Introduction: Statins are the first-line treatment to reduce cardiovascular (CV) events, mainly by reducing low-density-lipoprotein cholesterol (LDL-C), but many patients need additional treatments to reach the current lipid goals.
Areas covered: Herein, the authors review the published literature on the efficacy and safety of the therapies that are most often added to statins to achieve lipid targets.
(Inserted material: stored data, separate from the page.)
Issue #87, opened 2020-01-31
Performance: do not fetch extra post data unless needed


levb:
Presently, processing each post autolink goes back to the server to get the Channel and Team names for it, to match the scope. https://github.com/mattermost/mattermost-plugin-autolink/blob/0c286d8baa27c03834c2240c0e20fd518b4ec83d/server/autolinkplugin/plugin.go#L104-L117

1. These should be requested lazily so if no links have `Scope` defined, there's no perf impact.
2. Long term we should consider a new hook `MessageWillBePostedEx` that would contain extended metadata (channel and team names in this case) and will not require extra roundtrips. cc @lieut-data 
3. Another long-term performance improvement here would be limiting the `Scope` to perform only exact matches on teams and channels, rather than the present `contains` (by keyword). Maybe we add new fields `Channel` and `Team` that are exact matches? This would allow pre-resolving all references on Config and comparing by ID, avoiding the extra per-message RPCs.

lieut-data:
@ali-farooq0, this will be an interesting case to think through with respect to autolink performance efforts. Knowing the RPC overhead, in particular, will influence where in the pipeline we should optimize.

mo2menelzeiny:
Hello @levb @hanzei 
I would love to work on this

PR #105, opened 2020-04-07
Performance: do not fetch extra post data unless needed

mo2menelzeiny:
#### Summary

1. Lazily resolves the scope channel and team only when the scope is defined
2. Adds gating conditions rather than nested if 
3. Moves the API call logic to a separate function
4. Increases coverage on `ProcessPosts`

#### Ticket Link

Closes https://github.com/mattermost/mattermost-plugin-autolink/issues/87


server/autolinkplugin/plugin.go
```diff
@@ -130,25 +150,18 @@ func (p *Plugin) ProcessPost(c *plugin.Context, post *model.Post) (*model.Post,
...
-			}
-
 			for _, l := range conf.Links {
 				if len(l.Scope) == 0 {
 					newText = l.Replace(newText)
-				} else if teamName != "" && contains(teamName, channel.Name, l.Scope) {
+					continue
+				}
+
+				teamName, channelName, rsErr := p.resolveScope(post.ChannelId)
```
levb, line 159: 1/5 suggestion: replace `resolveScope(channelId string) (string, string, *model.AppError)` with `inScope(scope, channelId string) bool`; then the loop becomes even simpler:
```go
	for _, l := range conf.Links {
		if p.inScope(l.Scope, post.ChannelId) {
			newText = l.Replace(newText)
		}
	}
```

mo2menelzeiny: Sounds logical but, I’m suggesting that it doesn’t have to be the resolve function.
4/5 a new `inScope` function is created that calls resolve and does the rest of the logic

mo2menelzeiny:
> Thanks for the contribution @mo2menelzeiny.
> Let me understand the overall logic here. We traverse the markdown tree with `Inspect` which basically calls passed function for every node(let's say `N` nodes). In the function itself for each `link` where we have a scope we call the `inScope` method. Let's assume we have `M` links, this makes `O(N*M)` calls of the `inScope`(and `resolveScope` respectively).
> Return values of `team.Name` and `channel.Name` will be the same for every call. Am I missing something? Why not call `resolveScope` method just once before the `Inspect`?

I don't know how I missed this, you're definitely right.

server/autolinkplugin/plugin.go
```diff
@@ -125,6 +120,12 @@ func (p *Plugin) ProcessPost(c *plugin.Context, post *model.Post) (*model.Post,
 	conf := p.getConfig()
 	postText := post.Message
 	offset := 0
+
+	channelName, teamName, rsErr := p.resolveScope(post.ChannelId)
```
iomodo, line 124: What we could do here is only call `resolveScope` if there is at least one non empty scope in the `cond.Links`. Otherwise we do not need `channelName` and `teamName`.

server/autolinkplugin/plugin.go
```diff
@@ -169,7 +170,7 @@ func (p *Plugin) ProcessPost(c *plugin.Context, post *model.Post) (*model.Post,
 					continue
 				}
 
-				if p.inScope(l.Scope, post.ChannelId) {
+				if p.inScope(l.Scope, channelName, teamName) {
 					newText = l.Replace(newText)
```
iomodo, line 174: `newText = l.Replace(newText)` is duplicated, can we not have it? There is no need of two `if`-s in this loop.

mo2menelzeiny: I think there is, because you want to replace the text in two cases:
1. No scopes at all
2. There is a matched scope

we can merge the if conditions with an `||` statement if that's what you're suggesting?

iomodo: yes, you can merge it or let `p.inScope` decide if `newText` should be changed.

server/autolinkplugin/plugin.go
```diff
@@ -92,6 +124,27 @@ func (p *Plugin) ProcessPost(c *plugin.Context, post *model.Post) (*model.Post,
...
+	if hasOneOrMoreScopes {
+		cn, tn, rsErr := p.resolveScope(post.ChannelId)
+		channelName = cn
+		teamName = tn
+
+		if rsErr != nil {
+			p.API.LogError("Failed to resolve scope", "error", rsErr.Error())
+		}
+	}
+
```
iomodo, line 147: May be we could put this logic inside `p.resolveScope`? I think it will be clearer.

server/autolinkplugin/plugin.go
```diff
@@ -59,22 +58,55 @@ func (p *Plugin) IsAuthorizedAdmin(userId string) (bool, error) {
...
-		} else if len(channelTeamSplit) == 1 {
-			if strings.EqualFold(channelTeamSplit[0], team) {
-				return true
-			}
-		} else {
-			mlog.Error("error splitting channel & team combination.")
+func (p *Plugin) resolveScope(channelId string) (string, string, *model.AppError) {
+	channel, cErr := p.API.GetChannel(channelId)
+	if cErr != nil {
+		p.API.LogError("Failed to get Channel", "error", cErr.Error())
```
iomodo, line 64: we are logging twice, here and outside of the function call. I don't think this log is necessary. You can just wrap the error and return.

server/autolinkplugin/plugin.go
```diff
@@ -59,22 +58,55 @@ func (p *Plugin) IsAuthorizedAdmin(userId string) (bool, error) {
...
+		return "", "", cErr
+	}
+
+	if channel.TeamId == "" {
+		return channel.Name, "", nil
+	}
+
+	team, tErr := p.API.GetTeam(channel.TeamId)
+	if tErr != nil {
+		p.API.LogError("Failed to get Team", "error", tErr.Error())
```
iomodo, line 74: same here

server/autolinkplugin/plugin.go
mo2menelzeiny: I'm having a problem agreeing with you. This attempt might appear that it will make the logic clearer but in fact it's more misleading:

1. It's not the responsibility of the resolve function to check when to resolve or not
2. It's the responsibility of the `ProcessPost` function to decide when to resolve or not, thus the logic is in it's right place
3. If we hide this logic inside the resolve it will appear misleading as the user will expect that the function resolves right away as per it's name

what do yo think?

iomodo: Makes sense @mo2menelzeiny, I would have this logic in a different method anyways, but it's not a big deal and it's your call.

mo2menelzeiny:
Hey guys, @DHaussermann @levb @iomodo 
are there any troubles with this?

levb:
@mo2menelzeiny Apologies for the wait, but we are heavily backlogged in QA, and this requires QA verification before it's merged.

mo2menelzeiny:
@levb @iomodo @DHaussermann 
I think the pull request is now ready for merging, am I right?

Expert opinion: Ezetimibe is usually the first additional treatment to achieve LDL-C targets. It reduces LDL-C by about a further 20% and has an excellent safety and tolerability profile. The monoclonal antibody proprotein convertase subtilisin/kexin type 9 (PCSK9) inhibitors, evolocumab, and alirocumab, can reduce LDL-C by ≥50% when added to statins and they also have a well-established safety and tolerability record. The recently approved bempedoic acid is well tolerated and appears to be free of skeletal muscle-related problems, but the CV outcome study with this drug has not been completed. Inclisiran, a small-interfering RNA targeting PCSK9 is at an advanced stage of development and the available data indicate a satisfactory safety profile and LDL-C lowering efficacy similar to the PCSK9 monoclonal antibodies with the advantage of less frequent administration.
Keywords: Alirocumab; bempedoic acid; evolocumab; ezetimibe; icosapent ethyl; inclisiran; proprotein convertase subtilisin/kexin type 9 inhibitors; statins.